Venerable Pardus, hermit of Palestine (6th c.).
Monk-martyr Bacchus of Mar Saba (8th c.).
Martyr Susanna the Deaconess of Palestine (4th c.).
Venerable Nektarius of Bitel’sk (1500).
St. Aubertus, bishop (668) (Neth.).
The Scripture Readings
Hebrews 8:7-13
A New Covenant
7 For if that first covenant had been faultless, then no place would have been sought for a second. 8 Because finding fault with them, He says: “Behold, the days are coming, says the Lord, when I will make a new covenant with the house of Israel and with the house of Judah— 9 not according to the covenant that I made with their fathers in the day when I took them by the hand to lead them out of the land of Egypt; because they did not continue in My covenant, and I disregarded them, says the Lord. 10 For this is the covenant that I will make with the house of Israel after those days, says the Lord: I will put My laws in their mind and write them on their hearts; and I will be their God, and they shall be My people. 11 None of them shall teach his neighbor, and none his brother, saying, ‘Know the Lord,’ for all shall know Me, from the least of them to the greatest of them. 12 For I will be merciful to their unrighteousness, and their sins [a]and their lawless deeds I will remember no more.”
13 In that He says, “A new covenant,” He has made the first obsolete.
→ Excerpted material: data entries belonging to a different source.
PR #281, opened 2021-05-24
Issue 268  -- SQFormDialog.stories.test.js

lucas-homer:
I wrote some basic tests for SQFormDialog. I didn't want to get too complicated with these because already have tests for SQForm more generally, as well as a lot of our inputs, so I tried to focus on the "dialog" part of things, specifically the `title` prop, the `onSave` and `onClose` callbacks (including the save button enabled/disabled integration with validationSchema), and the auto-focus feature.

As always, any feedback is great, as I'm somewhat new to writing tests.

### DIFF
--- a/stories/__tests__/SQFormDialog.stories.test.js
+++ b/stories/__tests__/SQFormDialog.stories.test.js
@@ -1,25 +1,20 @@
 import React from 'react';
-import {
-  fireEvent,
-  render,
-  screen,
-  waitFor,
-  waitForElementToBeRemoved,
-  within
-} from '@testing-library/react';
+import {render, screen, waitFor} from '@testing-library/react';
 import {composeStories} from '@storybook/testing-react';
 
 import userEvent from '@testing-library/user-event';
 import * as stories from '../SQFormDialog.stories';
 
-const {Default} = composeStories(stories);
+const {Default, WithValidation, WithAutoFocus} = composeStories(stories);
 
 window.alert = jest.fn();
 const handleClose = jest.fn();
+const handleSave = jest.fn();
 
 afterEach(() => {
   window.alert.mockClear();
   handleClose.mockClear();
+  handleSave.mockClear();
 });
 
 const mockData = {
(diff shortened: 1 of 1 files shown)


stories/__tests__/SQFormDialog.stories.test.js
```diff
@@ -0,0 +1,94 @@
+import React from 'react';
+import {render, screen, waitFor} from '@testing-library/react';
+import {composeStories} from '@storybook/testing-react';
+
+import userEvent from '@testing-library/user-event';
+import * as stories from '../SQFormDialog.stories';
+
+const {Default, WithValidation, WithAutoFocus} = composeStories(stories);
```
laurelbean, line 8: I like to alias the default to the component name, but that's a personal choice

stories/__tests__/SQFormDialog.stories.test.js
```diff
@@ -0,0 +1,94 @@
...
+  handleClose.mockClear();
+  handleSave.mockClear();
+});
+
+const mockData = {
+  hello: 'howdy'
+};
+
+describe('Tests for Default', () => {
+  it('renders Default with correct Title, form updates, and calls onSave on submit', async () => {
```
laurelbean, line 25: I like to have 1 main focus for each test, so I would consider moving the onSave/submit parts into their own test.
I think of it like 1 test for default rendering/no actions, 1 test for the submit action.

lucas-homer: this is great feedback. thanks!

stories/__tests__/SQFormDialog.stories.test.js
```diff
@@ -0,0 +1,126 @@
...
+    render(
+      <Default
+        isOpen={true}
+        onSave={handleSave}
+        onClose={handleClose}
+        title={dialogTitleValue}
+      />
+    );
+
+    const dialogTitle = screen.getByText(dialogTitleValue);
```
codyarose, line 37: You're getting those `wrapped in act(...) blah blah` errors because there's a state change happening inside of the Formik component. I'm _pretty_ sure that state change is the dialog opening because of the prop `isOpen={true}`. Obviously this state change didn't really affect the test because it still passes, but ideally you should ensure that any state changes have completed before making assertions.

Here the error is caused by using `getByText` before the dialog open state change is complete. So what you can do is "wait" for that text to appear, which should mean that the open state change has completed
```js
await waitFor(() => screen.getByText(dialogTitleValue));
const dialogTitle = screen.getByText(dialogTitleValue);

// or even better

const dialogTitle = await screen.findByText(dialogTitleValue);
```
Then the `expect( ... )` assertion that follows won't run until that `findByText` has resolved.

https://testing-library.com/docs/dom-testing-library/api-async#findby-queries

stories/__tests__/SQFormDialog.stories.test.js
```diff
@@ -0,0 +1,126 @@
...
+    expect(dialogTitle.textContent).toEqual(dialogTitleValue);
```
codyarose, line 38: There's a more simplified matcher for this:
```js
expect(dialogTitle).toHaveTextContent(dialogTitleValue);
```

stories/__tests__/SQFormDialog.stories.test.js
```diff
@@ -0,0 +1,126 @@
...
+  });
+
+  it('should handle form updates and submit values on `enter` keydown', async () => {
+    render(<Default isOpen={true} onSave={handleSave} onClose={handleClose} />);
+
+    const textField = screen.getByLabelText(/hello/i);
+    userEvent.type(textField, mockData.hello);
+
+    // https://testing-library.com/docs/ecosystem-user-event/#specialchars
+    userEvent.type(textField, `${specialChars.enter}`);
```
codyarose, line 62: You can save an import and simplify this to:
```js
userEvent.type(textField, '{enter}');
```
It will automatically recognize that as the `enter` key. They should probably update that in the `testing-library.com` docs

https://github.com/testing-library/user-event#special-characters

stories/__tests__/SQFormDialog.stories.test.js
```diff
@@ -0,0 +1,126 @@
...
+
+describe('Tests for WithAutoFocus', () => {
+  it('should render a dialog and automatically focus the form input', async () => {
+    render(
+      <WithAutoFocus isOpen={true} onSave={handleSave} onClose={handleClose} />
+    );
+
+    const dialogTitleValue = 'With Auto Focus';
+    const dialogTitle = screen.getByText(dialogTitleValue);
+    expect(dialogTitle.textContent).toEqual(dialogTitleValue);
```
codyarose, line 121: Same thing here about `toHaveTextContent`, and `findByText` to get rid of the `act(...)` error

codyarose (changes requested):

stories/__tests__/SQFormDialog.stories.test.js
codyarose: One benefit of doing this is it's easier to narrow down what exactly is failing if later on this component is refactored and the tests fail. If you're testing multiple things in one test you have to then figure out which of those things is actually failing before you can fix the issue.

stories/__tests__/SQFormDialog.stories.test.js
lucas-homer: amazing. thank you!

Now what is becoming obsolete and growing old is ready to vanish away.
Mark 8:11-21
The Pharisees Seek a Sign
11 Then the Pharisees came out and began to dispute with Him, seeking from Him a sign from heaven, testing Him. 12 But He sighed deeply in His spirit, and said, “Why does this generation seek a sign? Assuredly, I say to you, no sign shall be given to this generation.”
Beware of the Leaven of the Pharisees and Herod
13 And He left them, and getting into the boat again, departed to the other side. 14 Now the disciples had forgotten to take bread, and they did not have more than one loaf with them in the boat. 15 Then He charged them, saying, “Take heed, beware of the leaven of the Pharisees and the leaven of Herod.”
16 And they reasoned among themselves, saying, “It is because we have no bread.”
17 But Jesus, being aware of it, said to them, “Why do you reason because you have no bread? Do you not yet perceive nor understand? Is your heart still hardened? 18 Having eyes, do you not see? And having ears, do you not hear? And do you not remember? 19 When I broke the five loaves for the five thousand, how many baskets full of fragments did you take up?”
They said to Him, “Twelve.”
20 “Also, when I broke the seven for the four thousand, how many large baskets full of fragments did you take up?”
And they said, “Seven.”
21 So He said to them, “How is it you do not understand?”